### WORK TO BE COMPLETED:
Please retype, character for character, the portion of the entries below that runs from the line containing "It would be" to the last line.

[Collected data entries]
=== Section Start ===

PR #942, opened 2015-10-10
unsynchronized_jacks

juj:
Make Jacks not walk in synchronized lockstep timing in 06_SkeletalAnimation sample.


cadaver:
It would be preferable to make the same change in AngelScript & Lua versions of the samples too.

juj:
Thanks, updated. However I don't know how to run the AngelScript and Lua versions, does the API look correct for them?

JSandusky:
Just tested angelscript version. It's correct.

cadaver:
To run the scripts: urho3dplayer <path_to_scriptfile>. Both versions seemed to be OK.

=== Section End ===

### REPLY:
It would be preferable to make the same change in AngelScript & Lua versions of the samples too.

juj:
Thanks, updated. However I don't know how to run the AngelScript and Lua versions, does the API look correct for them?

JSandusky:
Just tested angelscript version. It's correct.

cadaver:
To run the scripts: urho3dplayer <path_to_scriptfile>. Both versions seemed to be OK.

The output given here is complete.